Deep Learning

patcharanat p.

StatQuest Note

Neural Network consist of nodes and connections between nodes
Weights or estimated parameters (biases) first are unknown to a neural network model, but when we fitted the specific dataset to the model, it's calculated for us by Backpropagation.
Curved lines, "Activation Functions" are shaped into final graph that can fit the data, and there're many common curved lines we can choose for the neural network, such as "soft plus", "ReLU (Rectified Linear Unit)", and "sigmoid".
Hidden Layers, Hidden Nodes are crucial for anyone who build the NN model.
There are rules of thumb for making decisions about the Hidden Layers, you essentially make a guess and see how well the NN performs, adding more layers and nodes if needed.
According to math demonstration, we will see that The neural network starts with identical Activation Functions, but the weights and biases on the connection slice them, flip them and stretch them into new shapes which are then added together to get a new curve that is entirely new and could fit the data.
So, we could fit any dataset with more hidden layers, and more nodes in each hidden layer.

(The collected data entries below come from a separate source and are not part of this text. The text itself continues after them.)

PR #443, opened 2021-09-11
Develop

lera-yaskevych:
[DEMO LINK](https://lera-yaskevych.github.io/react_dynamic-list-of-goods/)

### DIFF
--- a/src/App.tsx
+++ b/src/App.tsx
@@ -1,12 +1,82 @@
 import React from 'react';
 import './App.scss';
 
-// import { getAll, get5First, getRed } from './api/goods';
-// or
-// import * as goodsAPI from './api/goods';
+import { getAll, get5First, getRedGoods } from './api/goods';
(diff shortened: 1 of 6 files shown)


src/App.tsx
```diff
@@ -1,12 +1,119 @@
...
+            hasRequestError: true,
+          });
+
+          return null;
+        }
+
+      default:
+        return null;
+    }
+  };
```
ivanchenko-kirill, line 74: As for me, this a nice use of enum, quite understandable, but a bit huge 👍

ivanchenko-kirill (approved):
Nicely done 🚀

src/App.tsx
lera-yaskevych: It really is, you're right. Now that I've seen your approach I guess I'll refactor it, so that it'd take less space)
Thanks for that insight 🥇

danheim (approved):

PR #454, opened 2021-09-15
add list

evgen1sider:
[DEMO LINK](https://evgen1sider.github.io/react_dynamic-list-of-goods/)

### DIFF
--- a/src/App.tsx
+++ b/src/App.tsx
@@ -1,12 +1,69 @@
 import React from 'react';
 import './App.scss';
+import { AllGoodsButton } from './components/AllGoodsButton';
+import { GoodsList } from './components/GoodsList';
 
-// import { getAll, get5First, getRed } from './api/goods';
+import { getAll, get5First, getRedGoods } from './api/goods';
+import { LoadFirst5Button } from './components/LoadFirst5Button';
+import { LoadRedGoodsButton } from './components/LoadRedGoodsButton';
 // or
 // import * as goodsAPI from './api/goods';
 
-const App: React.FC = () => (
-  <h1>Dynamic list of Goods</h1>
-);
+type State = {
+  goods: Good[] | null;
+};
+
+class App extends React.Component<{}, State> {
+  state = {
+    goods: null,
+  };
+
+  getAllGoods = () => {
+    getAll()
+      .then(goods => {
+        this.setState({
+          goods,
+        });
+      });
+  };
+
+  loadFirst5Goods = () => {
+    get5First()
+      .then(goods => {
+        this.setState({
+          goods,
+        });
+      });
+  };
+
+  loadRedGoods = () => {
+    getRedGoods()
+      .then(goods => {
+        this.setState({
+          goods,
+        });
+      });
+  };
+
+  render() {
+    return (
+      <div className="App container col-6">
+        <h1>Dynamic list of Goods</h1>
+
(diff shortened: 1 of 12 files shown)


src/App.tsx
```diff
@@ -1,12 +1,69 @@
...
 
-const App: React.FC = () => (
-  <h1>Dynamic list of Goods</h1>
-);
+type State = {
+  goods: Good[] | null;
+};
+
+class App extends React.Component<{}, State> {
+  state = {
```
Elena-brv, line 17:
```suggestion
  state: State = {
```

src/App.tsx
```diff
@@ -1,12 +1,69 @@
...
+
+        <div className="d-flex justify-content-between">
+          <AllGoodsButton getGoods={this.getAllGoods} />
+
+          <LoadFirst5Button getGoods={this.loadFirst5Goods} />
+
+          <LoadRedGoodsButton getGoods={this.loadRedGoods} />
+        </div>
+
+        {this.state.goods && (
```
Elena-brv, line 61: destrucruting

src/api/goods.ts
```diff
@@ -6,6 +6,14 @@ export function getAll(): Promise<Good[]> {
     .then(response => response.json());
 }
 
-export const get5First = () => {};
+export const get5First = () => {
+  return getAll()
+    .then(goods => goods.sort((a, b) => a.name.localeCompare(b.name))
+      .filter(good => goods.indexOf(good) < 5));
```
Elena-brv, line 12:
```suggestion
  return getAll()
    .then(goods => goods
      .sort((a, b) => a.name.localeCompare(b.name))
      .filter(good => goods.indexOf(good) < 5)
    );
```
use slice instead of filter. Also filter get index as a second argument. So you don't need to use indexOf

src/components/GoodsList/GoodList.tsx
```diff
@@ -0,0 +1,30 @@
+import React from 'react';
+
+type Props = {
+  goods: Good[];
+};
+type State = {};
+
+export class GoodsList extends React.Component<Props, State> {
+  state: State = {};
```
Elena-brv, line 9: don't create an empty state. Use function component

src/App.tsx
```diff
@@ -1,12 +1,69 @@
...
+    return (
+      <div className="App container col-6">
+        <h1>Dynamic list of Goods</h1>
+
+        <div className="d-flex justify-content-between">
+          <AllGoodsButton getGoods={this.getAllGoods} />
+
+          <LoadFirst5Button getGoods={this.loadFirst5Goods} />
+
+          <LoadRedGoodsButton getGoods={this.loadRedGoods} />
```
Elena-brv, line 58: why do you need 3 different components for buttons? or make 1 component Button and pass needed props there. Or just place all buttons here

src/App.tsx
```diff
@@ -1,12 +1,69 @@
...
+  };
+
+  loadRedGoods = () => {
+    getRedGoods()
+      .then(goods => {
+        this.setState({
+          goods,
+        });
+      });
+  };
```
Elena-brv, line 46: the logic of all methods is similar. You can create one common method and use it by getting a needed callback as an argument

Elena-brv (changes requested):

Elena-brv (approved):

PR #459, opened 2021-09-15
React - Fetch - Dynamic list of goods

george-w-boo:
[DEMO LINK](https://george-w-boo.github.io/react_dynamic-list-of-goods/)

### DIFF
--- a/src/App.tsx
+++ b/src/App.tsx
@@ -1,12 +1,103 @@
 import React from 'react';
+import 'bulma';
+import '@fortawesome/fontawesome-free/css/all.css';
 import './App.scss';
 
 // import { getAll, get5First, getRed } from './api/goods';
 // or
 // import * as goodsAPI from './api/goods';
 
-const App: React.FC = () => (
-  <h1>Dynamic list of Goods</h1>
-);
+import { getAll } from './api/goods';
+import { GoodsList } from './components/GoodsList';
+
+type Props = {};
+type State = {
+  goods: Good[] | [];
+};
+
+class App extends React.Component<Props, State> {
+  state: State = {
+    goods: [],
+  };
+
+  handleClick = (event: React.MouseEvent<HTMLButtonElement>) => {
+    event.preventDefault();
+
+    if (event.currentTarget.name === 'allGoods') {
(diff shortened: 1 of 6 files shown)


src/App.tsx
```diff
@@ -1,12 +1,96 @@
...
+
+    if (event.currentTarget.name === 'firstFive') {
+      getAll()
+        .then((goods: Good[]) => (
+          goods.filter((_, i) => i < 5)
+        ))
+        .then((x: Good[]) => {
+          this.setState({ goods: x });
+        });
+    }
```
DmytroMykoliv, line 41: By condition, you should sort users, after that return first five

src/api/goods.ts
```diff
@@ -6,6 +6,6 @@ export function getAll(): Promise<Good[]> {
     .then(response => response.json());
 }
 
-export const get5First = () => {};
+// export const get5First = () => {};
```
DmytroMykoliv, line 9: By the condition, you should implement this function like below, and it will give you 5 users:
```suggestion
export const load5First = () => {
  return getAll()
    .then(users => users.sort((a, b) => a.name.localeCompare(b.name))
      .slice(0, 5));
};
```

src/api/goods.ts
```diff
@@ -6,6 +6,6 @@ export function getAll(): Promise<Good[]> {
...
 
-export const getRedGoods = () => {};
+// export const getRedGoods = () => {};
```
DmytroMykoliv, line 11: Same here

DmytroMykoliv (commented):
Working code, but I left some suggestions

src/App.tsx
george-w-boo: fixed, thanks

src/api/goods.ts
george-w-boo: fixed, thanks

src/api/goods.ts
george-w-boo: fixed, thanks

DmytroMykoliv (approved):
Good work )) 👍

danheim (approved):

PR #482, opened 2021-09-17
Develop

Vova-Stoliar:
[DEMO LINK](https://Vova-Stoliar.github.io/react_dynamic-list-of-goods/)

### DIFF
--- a/src/App.tsx
+++ b/src/App.tsx
@@ -6,6 +6,7 @@ import { GoodsList } from './GoodsList/GoodsList';
 type State = {
   goods: Good[],
   showGoods: boolean,
+  showError: boolean,
 };
 
 export class App extends React.PureComponent<{}, State> {
@@ -16,15 +17,24 @@ export class App extends React.PureComponent<{}, State> {
       color: '',
     }],
     showGoods: false,
+    showError: false,
   };
 
   handleButton = async (goodsFilter: Promise<Good[]>) => {
-    const goods = await goodsFilter;
-
     this.setState({
-      goods,
-      showGoods: true,
+      showError: false,
     });
+
+    try {
+      const goods = await goodsFilter;
+
+      this.setState({
+        goods,
+        showGoods: true,
+      });
+    } catch (error) {
+      this.setState({ showError: true });
+    }
   };
 
   render() {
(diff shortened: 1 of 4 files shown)


src/api/goods.ts
```diff
@@ -1,11 +1,26 @@
...
-export const getRedGoods = () => {};
+  return response.json();
+};
+
+export const get5First = () => {
+  const showFiveGoods = getAll().then(goods => goods
+    .sort((a, b) => a.name.localeCompare(b.name))
+    .slice(0, 5));
+
+  return showFiveGoods;
```
Elena-brv, line 19:
```suggestion
 return getAll()
   .then(goods => goods
     .sort((a, b) => a.name.localeCompare(b.name))
     .slice(0, 5)
   );
```

src/App.tsx
```diff
@@ -1,12 +1,75 @@
...
-);
+export class App extends React.PureComponent<{}, State> {
+  state:State = {
+    goods: [{
+      id: NaN,
+      name: '',
+      color: '',
+    }],
+    showGoods: false,
+    showError: false,
```
Elena-brv, line 20: is it not enough only one of these properties?

src/App.tsx
```diff
@@ -1,12 +1,75 @@
...
+      <>
+        <h1>Dynamic list of Goods</h1>
+        <div>
+          <button
+            type="button"
+            onClick={() => this.handleButton(getAll())}
+          >
+            Load All goods
+          </button>
+          {' '}
```
Elena-brv, line 51: why do you need this?

src/App.tsx
```diff
@@ -1,12 +1,75 @@
...
+          <button
+            type="button"
+            onClick={() => this.handleButton(getRedGoods())}
+          >
+            Load red goods
+          </button>
+        </div>
+        {this.state.showGoods && <GoodsList goods={this.state.goods} />}
+        {this.state.showError && (
```
Elena-brv, line 67: you can use only one of these properties and use ternary operator

Elena-brv (changes requested):

src/App.tsx
Vova-Stoliar: to have tiny space between buttons

Elena-brv: use css for this

Elena-brv (commented):
image

fix the API link

PR #571, opened 2021-12-17
Develop

Val-space:
[DEMO LINK](https://Val-space.github.io/react_dynamic-list-of-goods/)

### DIFF
--- a/src/App.tsx
+++ b/src/App.tsx
@@ -1,12 +1,79 @@
+/* eslint-disable no-console */
 import React from 'react';
 import './App.scss';
+import 'bulma/css/bulma.min.css';
+import { GoodsList } from './components/GoodsList/GoodsList';
+import { LoadingError } from './components/LoadingError/LoadingError';
+import { Loader } from './components/Loader/Loader';
 
-// import { getAll, get5First, getRed } from './api/goods';
-// or
-// import * as goodsAPI from './api/goods';
+import { getAll, get5First, getRedGoods } from './api/goods';
 
-const App: React.FC = () => (
-  <h1>Dynamic list of Goods</h1>
-);
+type State = {
+  goods: Good[] | [];
+  isLoading: boolean;
+  hasLoadingError: boolean;
+};
+
+class App extends React.Component<{}, State> {
+  state:State = {
+    goods: [],
+    isLoading: false,
+    hasLoadingError: false,
+  };
+
+  loadData = async (getData: () => Promise<Good[]>) => {
+    this.setState({
+      isLoading: true,
+    });
+
+    try {
+      const goods = await getData();
+
+      this.setState({
+        goods,
+        isLoading: false,
+      });
+    } catch {
+      this.setState({
+        hasLoadingError: true,
+      });
+    }
+  };
+
+  render() {
+    const { goods, hasLoadingError, isLoading } = this.state;
+
+    return (
+      <div className="container">
+        <h1 className="title">GOODS</h1>
+        <button
+          type="button"
+          className="button is-link m-5"
+          onClick={() => this.loadData(getAll)}
+        >
+          Load All goods
+        </button>
+
+        <button
+          type="button"
+          className="button is-success m-5"
+          onClick={() => this.loadData(get5First)}
+        >
+          get5First
+        </button>
+
+        <button
+          type="button"
+          className="button is-danger m-5"
+          onClick={() => this.loadData(getRedGoods)}
+        >
+          Load red goods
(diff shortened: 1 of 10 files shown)


src/api/goods.ts
```diff
@@ -1,11 +1,29 @@
...
+
   return fetch(API_URL)
     .then(response => response.json());
 }
 
-export const get5First = () => {};
+export const get5First = async () => {
+  const [allGoods] = await Promise.all([
+    getAll(),
+  ]);
```
dmtrhrytsak, line 18: Hmm, I don't think it `Promise.all()` does anything useful in this case😅 Promises should be combined in one `Promise.all()` for it to work (Send multiple requests at the same time)

src/App.tsx
```diff
@@ -1,12 +1,79 @@
...
+      const goods = await getData();
+
+      this.setState({
+        goods,
+        isLoading: false,
+      });
+    } catch {
+      this.setState({
+        hasLoadingError: true,
+      });
```
dmtrhrytsak, line 39: If the error occurs, `isLoading` won't become false, and you know what happens next)
Set `isLoading` to false in the `final` clause, this way you can even omit it in the `try` clause

dmtrhrytsak (approved):
Goods are freaking good!✨

src/api/goods.ts
Val-space: i agree, just wanted to try it but then realized it doesn't do its job here

src/App.tsx
```diff
@@ -1,12 +1,80 @@
...
-// import { getAll, get5First, getRed } from './api/goods';
-// or
-// import * as goodsAPI from './api/goods';
+import { getAll, get5First, getRedGoods } from './api/goods';
 
-const App: React.FC = () => (
-  <h1>Dynamic list of Goods</h1>
-);
+type State = {
+  goods: Good[] | [];
```
illiarerun, line 12: No need for an empty arrray type
```suggestion
  goods: Good[];
```

src/App.tsx
```diff
@@ -1,12 +1,80 @@
...
+  isLoading: boolean;
+  hasLoadingError: boolean;
+};
+
+class App extends React.Component<{}, State> {
+  state:State = {
```
illiarerun, line 18:
```suggestion
  state: State = {
```

src/api/goods.ts
```diff
@@ -1,11 +1,25 @@
 // eslint-disable-next-line
 const API_URL = `https://mate-academy.github.io/react_dynamic-list-of-goods/goods.json`;
 
-export function getAll(): Promise<Good[]> {
+function wait(delay: number) {
+  return new Promise(resolve => setTimeout(resolve, delay));
+}
+
+export async function getAll(): Promise<Good[]> {
+  await wait(2000);
```
illiarerun, line 9: 2 seconds is waay tooo much, you can literally remove it, or make it as small as possible

src/components/Loader/loader.css
```diff
@@ -0,0 +1,59 @@
+.bar {
+  width: 10px;
+  height: 70px;
+  background: #fff;
+  display: inline-block;
+  transform-origin: bottom center;
+  border-top-right-radius: 20px;
+  border-top-left-radius: 20px;
+  /*   box-shadow:5px 10px 20px inset rgba(255,23,25.2); */
```
illiarerun, line 9: Commented code 👿

src/components/Loader/loader.css
```diff
@@ -0,0 +1,59 @@
...
+  animation-delay: 0.6s;
+}
+
+.bar7 {
+  animation-delay: 0.7s;
+}
+
+.bar8 {
+  animation-delay: 0.8s;
+}
```
illiarerun, line 43: You can use sccs loop here

src/App.tsx
```diff
@@ -1,12 +1,80 @@
...
+
+        <button
+          type="button"
+          className="button is-danger m-5"
+          onClick={() => this.loadData(getRedGoods)}
+        >
+          Load red goods
+        </button>
+        {hasLoadingError && <LoadingError /> }
+        {isLoading ? <Loader /> : <GoodsList goods={goods} />}
```
illiarerun, line 74: It would be rendered even if error occurred, right? You should fix it

illiarerun (changes requested):
GJ 🔥 Let's work on fixes now:

src/App.tsx
Val-space: right..right..

PR #582, opened 2021-12-20
Solution

vlad-tuzenko:
[DEMO LINK](https://vlad-tuzenko.github.io/react_dynamic-list-of-goods/)

### DIFF
--- a/src/App.tsx
+++ b/src/App.tsx
@@ -1,12 +1,75 @@
+/* eslint-disable no-console */
 import React from 'react';
 import './App.scss';
 
-// import { getAll, get5First, getRed } from './api/goods';
-// or
-// import * as goodsAPI from './api/goods';
+import { getAll, get5First, getRedGoods } from './api/goods';
+import { GoodsList } from './components/GoodsList';
 
-const App: React.FC = () => (
-  <h1>Dynamic list of Goods</h1>
-);
+type State = {
+  goods: Good[];
+  isLoading: boolean;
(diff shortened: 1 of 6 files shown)


olya-shyian (approved):

src/App.tsx
```diff
@@ -1,12 +1,75 @@
...
+          <button type="button" onClick={() => this.loadGoods(getAll)}>
+            Load All goods
+          </button>
+          <button type="button" onClick={() => this.loadGoods(get5First)}>
+            Load 5 first goods
+          </button>
+          <button type="button" onClick={() => this.loadGoods(getRedGoods)}>
+            Load red goods
+          </button>
+          {console.log(this.state.goods)}
```
AlinaMatuschak, line 57: delete console

src/App.tsx
```diff
@@ -1,12 +1,75 @@
...
+        </div>
+        <div className="App__content">
+          {isLoading && (
+            <div className="App__content-loading">Loading... Please, wait</div>
+          )}
+          {goods.length !== 0 && (
```
AlinaMatuschak, line 63:
```suggestion
          {goods.length && (
```

AlinaMatuschak (approved):

src/App.tsx
vlad-tuzenko: image
In this case i see 0 while loading the list, so I replace that with the following: ``!!goods.length``

PR #621, opened 2022-01-31
My solution

SavelovSerhii:
https://savelovserhii.github.io/react_dynamic-list-of-goods/


src/App.tsx
```diff
@@ -1,12 +1,60 @@
+/* eslint-disable react/no-unused-state */
```
Olexandr6, line 1: Don't disable linter

src/App.tsx
```diff
@@ -1,12 +1,60 @@
...
+    return (
+      <div className="App">
+        <h1>Dynamic list of Goods</h1>
+        <button
+          type="button"
+          onClick={async () => {
+            this.setState({
+              goodsFromServer: await getAll(),
+            });
+          }}
```
Olexandr6, line 27: Create universal handler, and pass there a callback, for example: getGoods = `async (callback: () => Promise<Good[]>) {...}`

Olexandr6 (changes requested):
Good job, but some things should be optimized

Olexandr6 (approved):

The Chain Rule referred to the same topic that we learned in calculus.
- (dz/dx) = (dz/dy) * (dy/dx)
- it's all about dependency of rates between multiple variables which can be related with derivative functions.
The Chain Rule can applies to the Residual Sum of Squares, a commonly used Loss Function in ML. (dy/dx = 0, then x = the lowest point)

Gradient Descent can fit a line to data by finding the optimal values for the Intercept and the Slope
- First, Gradient Descent randomly pickup an intercept point to find sum of the squared Residuals (or Loss Function) as initial calculation for futher improvement.